IEEE Trans Pattern Anal Mach Intell. 2017 Apr;39(4):803-817. doi: 10.1109/TPAMI.2016.2560816. Epub 2016 Apr 29.
This paper presents a novel image descriptor to effectively characterize the local, high-order image statistics. Our work is inspired by the Diffusion Tensor Imaging and the structure tensor method (or covariance descriptor), and motivated by popular distribution-based descriptors such as SIFT and HoG. Our idea is to associate one pixel with a multivariate Gaussian distribution estimated in the neighborhood. The challenge lies in that the space of Gaussians is not a linear space but a Riemannian manifold. We show, for the first time to our knowledge, that the space of Gaussians can be equipped with a Lie group structure by defining a multiplication operation on this manifold, and that it is isomorphic to a subgroup of the upper triangular matrix group. Furthermore, we propose methods to embed this matrix group in the linear space, which enables us to handle Gaussians with Euclidean operations rather than complicated Riemannian operations. The resulting descriptor, called Local Log-Euclidean Multivariate Gaussian (LEMG) descriptor, works well with low-dimensional and high-dimensional raw features. Moreover, our descriptor is a continuous function of features without quantization, which can model the first- and second-order statistics. Extensive experiments were conducted to evaluate thoroughly LEMG, and the results showed that LEMG is very competitive with state-of-the-art descriptors in image classification.

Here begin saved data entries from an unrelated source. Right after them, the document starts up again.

Issue #164, opened 2026-08-01
asar 1.24012.9: local MCP servers blocked by disclaimer-wrapper exec-capability check


mnstahlberg:
## Summary

Since asar version **1.24012.9** (fetched 2026-08-01 via `install.sh --force` / `claude-desktop --update`), local MCP servers configured in `claude_desktop_config.json` fail to connect. The UI shows "Server disconnected" immediately after the connection is opened, before any JSON-RPC traffic is exchanged.

## Root cause

Verified with `strace -f` on the Electron main process: the MCP server's binary is **never actually `execve()`'d** at the OS level. The failure happens entirely in JS, before spawn is ever attempted.

`startup.log` shows the exact rejection:

```
[exec-capability] disclaimer unwrap REJECTED user-mcp path: /home/user/.local/bin/desktop-commander
```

本文提出了一种新颖的图像描述符,能够有效地描述局部的、高阶的图像统计信息。我们的工作受到扩散张量成像和结构张量方法(或协方差描述符)的启发,并受到基于分布的流行描述符(如 SIFT 和 HoG)的启发。我们的想法是将一个像素与在邻域中估计的多元高斯分布相关联。挑战在于,高斯空间不是线性空间,而是黎曼流形。我们首次证明,通过在这个流形上定义乘法运算,可以为高斯空间配备李群结构,并且它与上三角矩阵组的一个子群同构。此外,我们提出了在线性空间中嵌入这个矩阵群的方法,这使得我们可以用欧几里得运算而不是复杂的黎曼运算来处理高斯。由此得到的描述符称为局部对数欧式多变量高斯(LEMG)描述符,它可以很好地处理低维和高维原始特征。此外,我们的描述符是特征的连续函数,没有量化,可以对一阶和二阶统计进行建模。我们进行了广泛的实验来彻底评估 LEMG,结果表明,LEMG 在图像分类方面与最先进的描述符非常有竞争力。